Was told to do it like that


----------



## F80M4 (Nov 30, 2019)

First one to root on day 2. 



Looking good!


----------



## F80M4 (Dec 3, 2019)

Day 5.


----------



## F80M4 (Dec 4, 2019)

Day 6 
pump is on 24/7
T5 light is on 24/7
Just added 1 cap of clonex into the res


----------



## F80M4 (Dec 6, 2019)

Day 8 ... 14/16 rooted


----------



## F80M4 (Dec 6, 2019)

Day 9 or 10 for the 31 Blue dream clones


----------



## F80M4 (Dec 9, 2019)

Day 12. Going into Solo cups for the time being


----------



## F80M4 (Dec 10, 2019)

Day 13 within 24hrs the roots found the hole in the cup.


----------



## Thelost_art (Dec 11, 2019)

Thank you.


----------



## F80M4 (Dec 13, 2019)

Just threw in Purple punch cuts. Same method with some mods, cut 45degrees and the leaves, let it sit in clonex water while I get everything ready. Scraped some skin off, Dipped in clonex gel then into machine!

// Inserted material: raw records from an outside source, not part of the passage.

PR #10996, opened 2024-01-18
Move session pool metrics calls outside critical section

traeak:
Based on internal benchmarking this can cut time spent in the session pool critical section by up to 15%.

### DIFF
--- a/src/proxy/http/HttpSessionManager.cc
+++ b/src/proxy/http/HttpSessionManager.cc
@@ -419,6 +419,7 @@ HttpSessionManager::_acquire_session(sockaddr const *ip, CryptoHash const &hostn
 {
   PoolableSession *to_return = nullptr;
   HSMresult_t retval         = HSM_NOT_FOUND;
+  bool acquired              = false;
 
   // Extend the mutex window until the acquired Server session is attached
   // to the SM. Releasing the mutex before that results in race conditions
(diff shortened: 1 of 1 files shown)


traeak:
[approve ci autest]

src/proxy/http/HttpSessionManager.cc
```diff
@@ -491,6 +494,11 @@ HttpSessionManager::_acquire_session(sockaddr const *ip, CryptoHash const &hostn
       }
     }
   }
+
+  if (acquired) {
+    Metrics::Gauge::decrement(http_rsb.pooled_server_connections);
```
bneradt, line 499: Can you help me think through this? It seems like the decrement and increment calls are reversed in this patch, but maybe I'm not thinking through the logic correctly. Why do we decrement the stat when we acquire a session, but increment when we release it?

bneradt (changes requested):

src/proxy/http/HttpSessionManager.cc
traeak: i agree the logic is confusing.  The metric keeps track of the number of sessions waiting in the pool.
* A transaction acquiring the session removes it from the session pool. 
* A transaction releasing the session adds it to the session pool

traeak: also note i removed the the check for when a session is removed from the pool.  It could instead be an assert because a session is required to be in both the fqdn and ip hash maps.

bneradt (approved):
Looks good.

PR #10997, opened 2024-01-18
Unify Dynamic Table implementation

### LINKED ISSUE #10056: Unify DynamicTables in HPACK and QPACK
There is a lot of similarity in the both Dynamic Tables, and using `MIMEHdr` doesn't seem like a great idea (lots of overhead). We should implement a DynamicTable that can be used for the both HPACK and QPACK without using `MIMEHdr`.

maskit:
This closes #10056.

We have had two Dynamic Table implementations, one for HPACK and the other for QPACK. This PR basically removes the one for HPACK, and move the one for QPACK into `proxy/hdr` so that they can use the same implementation.

While I'm testing it with HPACK, I found a couple of bugs in the new dynamic table implementation and I fixed them (we couldn't find it because QPACK has never worked and we disabled it on the docs server).

The one for HPACK uses HTTPHdr structure under the hood, and it has been troublesome because of the performance and its specialized interface which doesn't suit the Dynamic Table use case.

### DIFF
--- a/src/proxy/hdrs/unit_tests/test_XPACK.cc
+++ b/src/proxy/hdrs/unit_tests/test_XPACK.cc
@@ -125,4 +125,186 @@ TEST_CASE("XPACK_String", "[xpack]")
       REQUIRE(memcmp(actual, i.raw_string, actual_len) == 0);
     }
   }
+
+  SECTION("Dynamic Table")
+  {
+    constexpr uint16_t MAX_SIZE = 128;
+    XpackDynamicTable dt(MAX_SIZE);
+    XpackLookupResult result;
+    const char *name  = nullptr;
+    size_t name_len   = 0;
+    const char *value = nullptr;
+    size_t value_len  = 0;
+
+    // Check the initial state
+    REQUIRE(dt.size() == 0);
+    REQUIRE(dt.maximum_size() == MAX_SIZE);
+    REQUIRE(dt.is_empty());
+    REQUIRE(dt.count() == 0);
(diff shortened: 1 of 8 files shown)


src/proxy/hdrs/unit_tests/test_XPACK.cc
```diff
@@ -125,4 +125,186 @@ TEST_CASE("XPACK_String", "[xpack]")
...
+    result = dt.lookup(1, &name, &name_len, &value, &value_len);
+    REQUIRE(result.match_type == XpackLookupResult::MatchType::NONE);
+    result = dt.lookup(MAX_SIZE - 1, &name, &name_len, &value, &value_len);
+    REQUIRE(result.match_type == XpackLookupResult::MatchType::NONE);
+    result = dt.lookup(MAX_SIZE, &name, &name_len, &value, &value_len);
+    REQUIRE(result.match_type == XpackLookupResult::MatchType::NONE);
+    result = dt.lookup(MAX_SIZE + 1, &name, &name_len, &value, &value_len);
+    REQUIRE(result.match_type == XpackLookupResult::MatchType::NONE);
+
+    // Insdert one entry
```
bneradt, line 155: "Insdert"

bneradt (changes requested):

bneradt (approved):
This makes sense generally. 

@maskit : can you let me know when this lands? Let's get this on docs as soon as it does to get some coverage there.

bneradt (approved):

PR #11000, opened 2024-01-23
Doc: storage.yaml

masaori335:
Draft PR for discuss details of making `volume.config` and `storage.config` into one YAML file.

Most of the docs were written by @SolidWallOfCode last year and I made some changes from his draft. 

Differences are

- Name the config file, I propose `storage.yaml` instead of `cache.yaml`
- Make the volume id type `integer`, because it's referred from `hosting.config` ( we can change it `string` later, but I'd like to leave it as is for now )
- Remove percentage support from `span[].size`

I'll open another PR for implementation.


doc/admin-guide/files/storage.yaml.en.rst
```diff
@@ -0,0 +1,482 @@
...
+     spans:         #
+       - id:        # identifier / name of the span
+         path:      # path to storage
+         size:      # size in bytes, required for file system storage, optional for raw device
+         hash_seed: # optional, used to isolate lookup from path changes
+     volumes:       # optional
+       - id:        # identifier [1-255]
+         size:      # optional, size in percentage
+         scheme:    # optional, default to "http"
+         ram-cache: # optional, default to "true"
```
masaori335, line 46: Should be `ram_cache` to follow the naming convention.

doc/admin-guide/files/storage.yaml.en.rst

Had all my blue dream rooted last run.


----------



## F80M4 (Dec 24, 2019)

Had some stretchers so I bent them


----------



## F80M4 (Dec 27, 2019)

3 more weeks of vegging to go


----------



## F80M4 (Dec 27, 2019)

Just a FYI all of the purple punch rooted. The mistake I made was I PH'd my aerocloner with a broken ph pen lol here's the result of one.


----------



## F80M4 (Dec 31, 2019)

Lesson I learned from aero 1 to aero 2. Don't need to cut the leaves at all. No need to ph water at all. So just a recap my following steps so far for a set and forget kinda deal.

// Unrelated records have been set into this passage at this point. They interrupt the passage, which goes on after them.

PR #11011, opened 2024-01-25
Fix esi-fetcher-plugin libswoc include issue

phongn:
We discovered some linking issues with use of an external libswoc; this fully qualifies inclusion so that internal or external should be usable.

### DIFF
--- a/plugins/esi/fetcher/CMakeLists.txt
+++ b/plugins/esi/fetcher/CMakeLists.txt
@@ -16,6 +16,6 @@
 #######################
 
 add_library(fetcher STATIC HttpDataFetcherImpl.cc)
-target_link_libraries(fetcher PUBLIC esi-common libswoc)
-target_include_directories(fetcher PUBLIC "${CMAKE_CURRENT_SOURCE_DIR}")
+target_link_libraries(fetcher PUBLIC esi-common libswoc::libswoc)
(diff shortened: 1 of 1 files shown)


plugins/esi/fetcher/CMakeLists.txt
```diff
@@ -16,6 +16,6 @@
 #######################
 
 add_library(fetcher STATIC HttpDataFetcherImpl.cc)
-target_link_libraries(fetcher PUBLIC esi-common libswoc)
-target_include_directories(fetcher PUBLIC "${CMAKE_CURRENT_SOURCE_DIR}")
+target_link_libraries(fetcher PUBLIC esi-common libswoc::libswoc)
+target_include_directories(fetcher PUBLIC "${CMAKE_CURRENT_SOURCE_DIR}" "${libswoc_INCLUDE_DIRS}")
```
JosiahWI, line 20: We should not be both linking the target and explicitly dumping its `INCLUDE_DIRS` into `target_include_directories`, as linking the target should already do this.

JosiahWI (changes requested):

JosiahWI (commented):
Looks good.

cmcfarlen (approved):

JosiahWI (approved):

PR #10857, opened 2023-11-28
Coverity 1497378: Use of 32-bit time_t in CacheVC

bryancall:
In `CacheVC::set_pin_in_cache()` `time_pin` of type `time_t` is being assigned to a `pin_in_cache` which was an `uint32_t`.

PR #11013, opened 2024-01-25
Revert "Coverity 1497378: Use of 32-bit time_t in CacheVC (#10857)"

bneradt:
On 64 bit systems, time_t (which is an unsigned long) is generally a 64 bit value. We therefore may not change the type of pin_in_cache from an explicit 32 bit value to a 64 bit one without introducing a cache inconsistency in ATS 10. Since the community is a hard pass on introducing an inconsistency for this release, we have to revert this change.

This reverts commit 6b896f43bef38c42d574d8bc89293766e0dbc94f.

### DIFF
--- a/include/iocore/cache/CacheVC.h
+++ b/include/iocore/cache/CacheVC.h
@@ -273,7 +273,7 @@ struct CacheVC : public CacheVConnection {
   Event *trigger;
   CacheKey *read_key;
   ContinuationHandler save_handler;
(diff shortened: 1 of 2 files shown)


masaori335:
The `pin_in_cache` is a member of `CacheVC`. Does the type change affect the cache compatibility?

masaori335 (approved):
This revert is harmless. I'll check how this breaks the compatibility later.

1. Have a jug w/ a cup of water with a drop of clonex solution
2. Cut clones 45° cuts and scrap the stem a bit
3. Fill the res with water (I use tap) for ever gal of water I use 1 cap of clonex solution
4. Dip the cuttings in clonex Gel put them in the foam neck thing and in the hole.
5. Once step 4 is done turn on the pump.
6. Look for leaks and obviously check your light is working properly. (I use a t5 from sunblaster hung literally 3" away from the tops)
7. Everyday just open up the top to see how the flow of the sprayers are. 
8. Count the days until the roots come. 
9. If the leaves yellow don't worry just keep watching and when the roots are long af transplant them. They grow hella fast within the first week.
10. They are usually ready to pot within 7-10 days. The funny part is you'll have the odd 1 or 2 that have tiny little roots. When you are ready to pot them all just pot the tiny ones too. I never had an issue yet.

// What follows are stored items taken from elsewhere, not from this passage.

PR #11017, opened 2024-01-27
stale_response: RFC 5861 Cache-Control Directives

bneradt:
This adds a new experimental plugin called stale_response.so. It implements the stale-while-revalidate and stale-if-error Cache-Control directives that are described in RFC 5861.

---

# For Review

The rendered doc for this new plugin is visible here (until CI cleans it up):
https://ci.trafficserver.apache.org/job/Github_Builds/job/docs/4268/artifact/output/11017/docbuild/html/admin-guide/plugins/stale_response.en.html

### DIFF
--- a/doc/admin-guide/plugins/stale_response.en.rst
+++ b/doc/admin-guide/plugins/stale_response.en.rst
@@ -1,0 +1,118 @@
+.. Licensed to the Apache Software Foundation (ASF) under one
+   or more contributor license agreements.  See the NOTICE file
+   distributed with this work for additional information
+   regarding copyright ownership.  The ASF licenses this file
+   to you under the Apache License, Version 2.0 (the
+   "License"); you may not use this file except in compliance
+   with the License.  You may obtain a copy of the License at
+
+   http://www.apache.org/licenses/LICENSE-2.0
+
+   Unless required by applicable law or agreed to in writing,
+   software distributed under the License is distributed on an
+   "AS IS" BASIS, WITHOUT WARRANTIES OR CONDITIONS OF ANY
+   KIND, either express or implied.  See the License for the
+    specific language governing permissions and limitations
+   under the License.
+
+
+.. include:: ../../common.defs
+
+.. _admin-plugins-stale_response:
+
+
+Stale Response Plugin
+*********************
+
+This plugin adds ``stale-while-relavidate`` and ``stale-if-error``
+``Cache-Control`` directive functionality.  The ``stale-while-revalidate``
+directive specifies a number of seconds that an item can be stale and used as a
+cached response while |TS| revalidates the cached item. The ``stale-if-error``
+directive specifies how stale a cached response can be and still be used as a
+response if the origin server replies with a 500, 502, 503, or 504 HTTP status.
+The plugin currently only supports the ``stale-if-error`` directive in
+responses. For more details, see `RFC 5861
+<https://www.rfc-editor.org/rfc/rfc5861>`_ for the specification of these
+directives.
+
+Building and Installation
+*************************
+
+The Stale Response plugin is an experimental plugin. To build it, pass
+``-DBUILD_EXPERIMENTAL_PLUGINS=ON`` to the ``cmake`` command when building |TS|.
+By default, that will build the ``stale_response.so`` plugin and install it in
+the ``libexec/trafficserver`` directory.
+
+Configuration
+*************
+
+The Stale Response plugin supports being used as either a global plugin or as a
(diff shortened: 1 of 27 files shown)


doc/admin-guide/plugins/stale_response.en.rst
```diff
@@ -0,0 +1,118 @@
...
+
+Building and Installation
+*************************
+
+The Stale Response plugin is an experimental plugin. To build it, pass
+``-DBUILD_EXPERIMENTAL_PLUGINS=ON`` to the ``cmake`` command when building |TS|.
+By default, that will build the ``stale_response.so`` plugin and install it in
+the ``libexec/trafficserver`` directory.
+
+Configuraiton
```
randall, line 46: Spelling. Configuration

bneradt: Good catch!

bneradt:
[approve ci]

plugins/experimental/stale_response/ts_wrap.h
```diff
@@ -0,0 +1,42 @@
...
+  WITHOUT WARRANTIES OR CONDITIONS OF ANY KIND, either express or implied.
+  See the License for the specific language governing permissions and
+  limitations under the License.
+ */
+
+#pragma once
+
+#include "ts/ts.h"
+
+#if TS_VERSION_MAJOR >= 10
```
cmcfarlen, line 28: This will always be true.

plugins/experimental/stale_response/BodyData.h
```diff
@@ -0,0 +1,118 @@
...
+/*-----------------------------------------------------------------------------------------------*/
+inline BodyData::BodyData()
+{
+  chunk_list.reserve(c_chunk_add_count);
+}
+
+/*-----------------------------------------------------------------------------------------------*/
+inline bool
+BodyData::addChunk(const char *start, int64_t size)
+{
```
cmcfarlen, line 84: could debug_assert check valid arguments here

plugins/experimental/stale_response/BodyData.h
```diff
@@ -0,0 +1,118 @@
...
+  chunk_list.emplace_back(size, std::vector<char>(start, start + size));
+  total_size += size;
+  return true;
+}
+
+/*-----------------------------------------------------------------------------------------------*/
+inline bool
+BodyData::getChunk(uint32_t chunk_index, const char **start, int64_t *size) const
```
cmcfarlen, line 92: and here

plugins/experimental/stale_response/CacheUpdate.cc
```diff
@@ -0,0 +1,374 @@
...
+/*-----------------------------------------------------------------------------------------------*/
+BodyData *
+intercept_check_request(StateInfo *state)
+{
+  uint32_t newKey      = 0;
+  BodyData *pBodyFound = nullptr;
+  TSHttpTxn txnp       = state->txnp;
+  uint32_t oldKey      = state->req_info->key_hash;
+
+#if (TS_VERSION_NUMBER >= 7000000)
```
cmcfarlen, line 274: This is always true

cmcfarlen (changes requested):
Could you go through and remove the conditional compiles for pre-10 versions?  Since this will live in the tree now, those are not necessary.  ts_wrap.h can be simplified.

Otherwise, this looks just dandy to me.

plugins/experimental/stale_response/ts_wrap.h
bneradt: My intention was to leave this version conditional incase someone wants to backport it, either in ASF or internal. We in Yahoo, for instance, need it internally for 9.x. Does that make sense? I'm convincible if you'd still like me to remove this.

My comment here applies to comparison of major version to 10 and above. Your other comments about older versions I'll definitely take out. Those were here because this is an ASF port of an old internal plugin.

plugins/experimental/stale_response/CacheUpdate.cc
bneradt: Good catch. I missed this when cleaning these out.

plugins/experimental/stale_response/BodyData.h
bneradt: Good idea.

plugins/experimental/stale_response/BodyData.h
bneradt: Good idea times 2.

cmcfarlen (approved):

zwoop (approved):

I think my next step is either find a smaller plastic tub so I have a smaller base. Currently this big box is not ideal (size too big, uses too much water and not enough cloning sites) I might end up picking up a turbo cloner with 100+ sites. Rather have the smaller size as I do all my clones in a tent lol

Now I have to get my flower room ready!


----------



## F80M4 (Mar 29, 2020)

Finally got my panel put in. Flipped the switch about 4 days ago! This is the progress so far


----------



## F80M4 (Jul 11, 2020)

2 weeks into veg. Gorilla zkittlez 



Veg room #2 3 weeks apart


----------



## weed-whacker (Jul 12, 2020)

Nice work so far

Gonna be a huge harvest!


----------



## F80M4 (Jul 21, 2020)

Week 3 going to week 4 veg


----------



## F80M4 (Jul 21, 2020)

weed-whacker said:


> Nice work so far
> 
> Gonna be a huge harvest!


Going to try to push 3.5 - 4 a light


----------



## F80M4 (Jul 25, 2020)

8 more... Fml


----------



## F80M4 (Jul 26, 2020)

If anyone is interested in 1000w de hps I have quite a bit I'm trying to get rid of. Canada only


----------



## F80M4 (Aug 27, 2020)

Finally destroyed those little bastard spider mites.


----------



## F80M4 (Aug 30, 2020)

For anyone who considers getting buying chinesium HPS DE VS Gavita DEs


----------



## F80M4 (Sep 6, 2020)

2nd week of flower


----------